Stored data
————

PR #1627, opened 2026-09-19
fix(documents): say when a document is unsearchable instead of returning a bare 0 (ax-0917-h-08)

arkash20:
## What happened

An agent probe created a document, queried it seconds later using words from its own body, and got `{count: 0, results: [], items: []}` with HTTP 200. Retried, same. **It concluded search was broken.**

Search was working. The document was never searchable.

`document_search` filters `embedding IS NOT NULL`, and a document is embedded only when its write resolves an embed source — `data["summary"]`, or `data["description"]` for skills. A document written without one is stored, readable by id, and **permanently invisible to search**.

That part is by design and isn't changed here. What was wrong is that **nobody could tell**: the write said 200, the read by id worked, the search returned a plain zero. The write path even recorded `indexed` in its audit row — the caller was the one party who couldn't see it.

## Fixed at both ends

**Write** — the response now carries `indexed`, set from the embedding the route just resolved, so an agent knows at write time whether what it stored will ever come back from search.

Optional rather than defaulting to `False`: read paths (GET, query, list) don't know a row's embedding state, and asserting `False` there would be untrue.

**Search** — a zero-result search now reports `unindexed_count` plus a note naming the remedy, so *"your query matched nothing"* and *"nothing here was searchable"* stop being the same response. A bare count wouldn't tell an agent what to **do**, so the note names `data.summary`.

The count is taken **only when there are no hits** — the normal path pays nothing, and the number is only interesting when it explains a zero. It's wrapped: diagnostics must never turn a successful empty search into an error.

`document_count_unindexed` mirrors the search's own predicates (tenant, collection, fleet, readable set) and selects the exact complement of what search takes — `embedding IS (None)` against search's `IS NOT (None)`. A count over a different scope would answer a question the caller didn't ask; a test pins both halves.

## Tests

11 added; **all 11 fail against `main`**. Wire-up at both ends, the `None` default, audit/response agreement, the no-hits-only cost, the non-fatal wrapper, the remedy in the note, and the counter's scope and complement.

274 passed on the `document or doc_` selection (263 on `main` + these 11); `mypy` clean on the touched files.


arkash20:
@Eldad-Caura please approve

Eldad-Caura (dismissed):

erni-a (approved):

PR #1628, opened 2026-09-19
fix(bulk): flag a deferred embedding so bulk callers can see it (ax-0917-h-06)

arkash20:
## The bug

`embedding_pending` is public API — `MemoryOut` documents it, `caura_write`'s tool description tells agents to read it, and core-worker clears it when the vector lands. The single-write path sets it in `write_memory_row`.

**The bulk path never did**, and `MemoryOut`'s own comment admitted it:

> the bulk path sets neither flag — so a bulk caller cannot read pendingness off its own write response.

That's the wrong way round. **Bulk is where the deferred window is longest** — thousands of rows queued behind one backfill — so it's the caller most in need of the signal, and the only one without it.

An agent probe wrote a memory, searched ~2 minutes later, found other memories but not its own, and had nothing in the write response to explain why. Until the vector lands a row is reachable by FTS and the non-semantic list, but not by semantic similarity — so a paraphrase search comes back empty while an exact-words search doesn't.

## The fix

Set the flag on bulk items written without a vector.

**Conditional on the vector actually being absent** — a strong-mode bulk item embeds inline and is immediately searchable, so flagging it pending would send callers to wait for nothing.

**Through `set_system_value`** like every other platform key (C25), so it lands where a caller can't forge it and matches how the single-write path sets the same flag. A test pins that the two paths agree — a caller shouldn't have to know which one ran to know what the flag means.

**`enrichment_pending` deliberately still isn't set for bulk**: enrichment defers there unconditionally, so there's no inline case for that flag to distinguish, and setting it would be noise rather than signal.

The `MemoryOut` comment that told callers bulk was exempt is corrected in the same change — left in place it would keep teaching the old rule.

## Tests

6 added; **4 fail against `main`** (the other 2 are guards that correctly hold both ways — the single-write path's behaviour and the deliberate absence of `enrichment_pending`).

Pre-existing failures on the `bulk or memory_service or write_mode or embedding` selection are unchanged: `main` fails 4, this branch fails 3 — a strict subset.

## Relevance beyond the audit row

This is the signal the PersonaMem benchmark harness would have needed: it writes via `/memories/bulk`, and a 3.5k-chunk corpus has the longest possible deferred window. See `pm-0918-c-01`.


arkash20:
@Eldad-Caura please approve

Eldad-Caura (approved):

PR #1629, opened 2026-09-19
fix(idempotency): record the key even when the caller disconnects (ax-0917-h-09)

arkash20:
## What happened

An agent probe POSTed a document. It ran **~52s**, the client lost the response, and the server **had already committed**. The retry got `409 "still in progress"`, and a later replay with the same key performed a **second upsert**.

So the idempotency key failed in precisely the scenario it exists for: a lost response.

## Why

The write being durable was never the problem.

`IdempotencyGuard.record` is awaited **on the request task**. A client disconnect cancels that task, and `CancelledError` is a `BaseException` — so the `except Exception` around the storage call never saw it.

That explains the probe's whole sequence: the claim stayed unfinished (→ the 409 on retry), then aged out, and the replay was treated as a fresh request.

## The fix

Shield the record, matching `storage_client._cancel_safe`. It lands even though the caller has gone, and the caller **still observes `CancelledError` immediately** — the request really was cancelled, and pretending otherwise would hang it.

A shielded task that outlives its request needs somewhere for its outcome to go, or a failure surfaces as *"exception was never retrieved"* attributed to nothing — hence the done-callback. It checks `task.cancelled()` **before** `task.exception()`, because `exception()` raises on a cancelled task and the logger must not become the thing that throws.

Ordinary storage failures are still swallowed, unchanged: the client already has the live response, so losing the cache must not turn a successful write into an error.

## Not addressed here

**A document POST taking 52s at all.** The doc write embeds on the request path (`background=False`), so a slow provider blocks the write — which is what opened this window in the first place. This fix makes the key survive the window rather than closing it, and the latency deserves its own row.

## Tests

8 added; **7 fail against `main`**. The record surviving cancellation, the cancellation still propagating, ordinary failures still swallowed, the happy path, and the callback's cancelled-before-exception ordering.

57 passed on the `idempot` selection; `mypy` clean on the touched file.


arkash20:
@Eldad-Caura please approve

Eldad-Caura (approved):

PR #1631, opened 2026-09-19
perf(mcp): stop pretty-printing and ASCII-escaping MCP responses

arkash20:
**ax-0917-m-11.** Every MCP response is read by a model, not a person, so `json.dumps`'s two defaults are both pure cost on this surface.

`indent=2` spends tokens on whitespace that carries no meaning to the reader.

`ensure_ascii=True` is the larger one, and it **only bites non-English tenants**: it renders every non-ASCII character as `\uXXXX` — six ASCII characters where one character was meant — and those escapes tokenise badly. A Hebrew memory costs roughly three times what the same memory costs in English, for no reason.

### Measured

cl100k tokens, as the payload reaches the client — JSON-RPC envelope included, not just our own string:

| payload | before | after | |
|---|---:|---:|---:|
| 10-item English recall | 671 | 454 | **−32%** |
| 5-item Hebrew recall | 1,846 | 564 | **−69%** |

### Why the envelope is safe to widen

Our string is carried as `TextContent.text` inside an envelope the MCP SDK serialises itself. If that outer pass re-escaped non-ASCII, the larger saving would be zero — and invisibly so, because our own output would still look correct. It doesn't: pydantic's `model_dump_json` emits UTF-8. A test pins that behaviour, since an SDK change there is the only way we'd find out.

### Scope

All 26 call sites now go through one `_dumps` helper instead of each deciding for itself — that drift is exactly why the old behaviour was inconsistent, with some sites indented and some not. `default=str` is carried into the helper unchanged, so a `datetime` or `UUID` reaching a response still degrades rather than failing to serialise mid-tool.

`doc_indexing._render_value` already reached this conclusion for text fed to an embedder and an LLM; this applies it to the transport.

### Verification

- 9 new tests, all 9 fail against the parent commit and pass on this one.
- `-k "mcp or recall or serial"`: 615 passed. The 7 failures are identical to `main` (local search-pipeline schema drift), byte-for-byte.
- `ruff check`, `ruff format --check`, `mypy core-api/src/core_api/mcp_server.py` (0 errors in this file) all clean.

No behaviour change beyond the encoding: output is byte-identical after `json.loads`.


arkash20:
@Eldad-Caura please approve

Eldad-Caura (approved):

PR #1632, opened 2026-09-19
fix(observability): reject log field names that logging refuses to overwrite

Eldad-Caura:
`log_request` passed arbitrary caller-supplied fields straight into `logger.log(..., extra=fields)`, guarding only the reserved `slow` kwarg.

## The bug

Python's logging does not let `extra` set a name that already exists on a `LogRecord`. `Logger.makeRecord` raises rather than overwriting — reproduced, not inferred:

```
>                   raise KeyError("Attempt to overwrite %r in LogRecord" % key)
E                   KeyError: "Attempt to overwrite 'module' in LogRecord"
/Library/Frameworks/Python.framework/Versions/3.14/lib/python3.14/logging/__init__.py:1637
```

So a field named `module`, `message`, `process`, `args`, `name`, `levelname`, `filename`, `lineno` or `asctime` did not produce a malformed log line — **it raised out of `log_request`**.

That matters because of *where* this runs: the router-level timing path of the hot reads, inside a `finally`, after the request has already done its work. **The request succeeded and the log line is the only thing that failed** — and the caller gets a 500.

## The fix

Reuses `_RESERVED_LOG_FIELDS`, added by #1620 for `PhaseTimer`, rather than writing a second list. It is derived from a sample record — `frozenset(vars(LogRecord(...))) | {"message", "asctime"}` — so it cannot drift from what `makeRecord` enforces. That derivation is doing real work: `message` and `asctime` are **not attributes of a fresh record at all**, they are filled in during formatting, which is exactly what a hand-written list gets wrong.

The `slow` check stays separate rather than folding into the same set. Its message says *why* that name is reserved — it is computed here from `db_ms`, and a caller passing it would silently drop the INFO→WARNING upgrade for slow queries. Collapsing the two would trade that for a generic message.

## No existing call site collides

Checked **before** changing anything, and against the derived set programmatically rather than by eye:

| call site | fields |
|---|---|
| `scored-search` | `tenant_id, top_k, total_ms, db_ms, row_count, has_date_range, has_temporal_window, error` |
| `load-by-ids` | `tenant_id, total_ms, db_ms, row_count, id_count, error` |
| `memory-get` | `tenant_id, total_ms, db_ms, hit, error` |

None is reserved. Every call site is a literal keyword call — no splat, no alias, no re-export — so the static check is complete rather than indicative. **Nothing was renamed, and there is no pre-existing runtime crash to report.**

Also confirmed `path` is safe to assign after validation: `pathname` is a `LogRecord` attribute, `path` is not, and `path` is a positional parameter so Python's own binding already rejects a duplicate.

## Tests

**5 parametrised cases over real reserved names, each verified failing without the guard** — and failing with the `KeyError` above, not a soft assertion.

Two further tests pass either way, **by design**, and say so in their docstrings rather than padding the count:

- `test_the_reserved_set_matches_what_logging_enforces` drives every name in the derived set through a real logger and asserts `KeyError`. It fails on a Python release that adds a `LogRecord` attribute — the moment the guard would otherwise start silently missing one.
- `test_log_request_still_accepts_ordinary_fields` passes every name the three production call sites use, pinning that the guard did not widen.

## Gates

Run separately, at CI's exact scopes — all clean:

`ruff check core-storage-api/src/` · `ruff check tests/` · `ruff format --check core-storage-api/src/` · `ruff format --check tests/` · `cd core-storage-api && mypy src/` (95 files)

Both suites measured **against a pristine `origin/main` worktree**, because both carry standing failures:

| suite | baseline | this branch |
|---|---|---|
| root `tests/` | 31 failed, 7424 passed | 31 failed, **7431** passed |
| `core-storage-api/tests/` | 11 failed, 533 passed, 7 errors | **identical** |

Same 31 root failures on both sides — including the `test_ph6_entity_linking_storage` and `test_request_observation` ones already failing on pristine main here — with +7 passing, which is exactly this PR's new tests.

**One environment note:** `tests/test_observability.py` runs under system `python3` 3.14 as expected (34 passed), but the *whole* root suite cannot collect there — 45 collection errors from the `mcp` in 3.14 site-packages lacking `CacheHint`. That is identical on pristine main, so it is environmental, but it is why the whole-suite comparison above ran under the core-api venv.


Eldad-Caura:
@erni-a plerasr approve

erni-a (approved):

PR #9596, opened 2018-12-13
Revised (in)equality operator articles

pkulikov:
Snippets are moved to the samples repo: dotnet/samples#512


BillWagner:
closing and reopening to build with new snippets

docs/csharp/language-reference/operators/equality-comparison-operator.md
```diff
@@ -11,16 +10,46 @@ helpviewer_keywords:
...
+
+The equality operator `==` returns `true` if its operands are equal, `false` otherwise.
+
+## Value types equality
+
+Operands of the [built-in value types](../keywords/value-types-table.md) are equal if their values are equal:
+
+[!code-csharp-interactive[value types equality](~/samples/snippets/csharp/language-reference/operators/EqualityAndNonEqualityExamples.cs#ValueTypesEquality)]
+
+By default, the `==` operator is not defined for a user-defined [struct](../keywords/struct.md) type. A user-defined type can [overload](#operator-overloadability) the `==` operator.
```
BillWagner: This should state that `==` is defined for enum types. That slipped through the cracks in the new (more clear) description.

BillWagner (changes requested):
Overall, this is much improved @pkulikov The language is more clear and easier to understand.

I had one comment to address, and then this is ready to merge. I don't think we need a new sample for an enum comparison. I think it would be enough to say that `==` and `!=` for `enum` types obey the same rules as the underlying integral type.

docs/csharp/language-reference/operators/equality-comparison-operator.md
pkulikov: @BillWagner indeed, as behavior for `struct`s is described, `enum` case also should be stated explicitly. Thank you for the remark. I've added the clarification, please check the latest commit.

BillWagner: I'll suggest this small word change:

"Two operands of the same [enum](../keywords/enum.md) type are equal if the ..."

It's a small change, but the text you have could be misinterpreted to support something like the following:

```csharp
    enum Color
    {
        Red,
        Green,
        Blue
    }

    enum Status
    {
        Red,
        Yellow,
        Green
    }

 bool equal = (Status.Red == Color.Red); // CS0019 (operator == cannot be applied to ...)
```

pkulikov: @BillWagner that's a good catch! Thanks. Fixed.

BillWagner (approved):

BillWagner:
Thanks @pkulikov 

This looks great. I'll :shipit: as soon as the build finishes.

PR #9603, opened 2018-12-14
Extra explanation

ghost:
To explain why removing method call does not any effect, when the confusing sentence hits.

## Summary

added an explanation for partial methods returning always void. 


rpetrusha (changes requested):
Thank you, @volkan-yazilim, for adding an important detail about the required syntax of a partial method. I thought, though, that the real problem with the section is that the phrase "similar to an event" is totally confusing (what this means, evidently, is that event syntax is similar to partial method syntax), and that the syntactical requirements of a partial method are presented much too late. As a result, your change duplicates the first bulleted list item that follows the code block. It implies that the bulleted list is presented much too late.

What I would suggest is that the bulleted list be moved to follow the "Partial methods enable the implementer..." sentence, and that that sentence also be modified to read, "Partial methods enable an implementer of one part of a class to provide a method definition with no implementation. The signature of the partial method must conform to the following guidelines:

Would you like to make those changes?

BillWagner (approved):
Thanks for spotting this and submitting the fix @volkan-yazilim We appreciate it.

I updated the wording to be consistent with the description in the C# spec, and I'll approve this PR. I'll :shipit: after the build finishes.

Thanks again for contributing. 🎆

volkan-yazilim:
Thank you. I did not have time to do what you asked Mr. @rpetrusha , even though I did want to do.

————

* Task requirements *
What is needed is the number of lines in these entries that include the word "defined"; please give it alone.

* Finished exercise *
2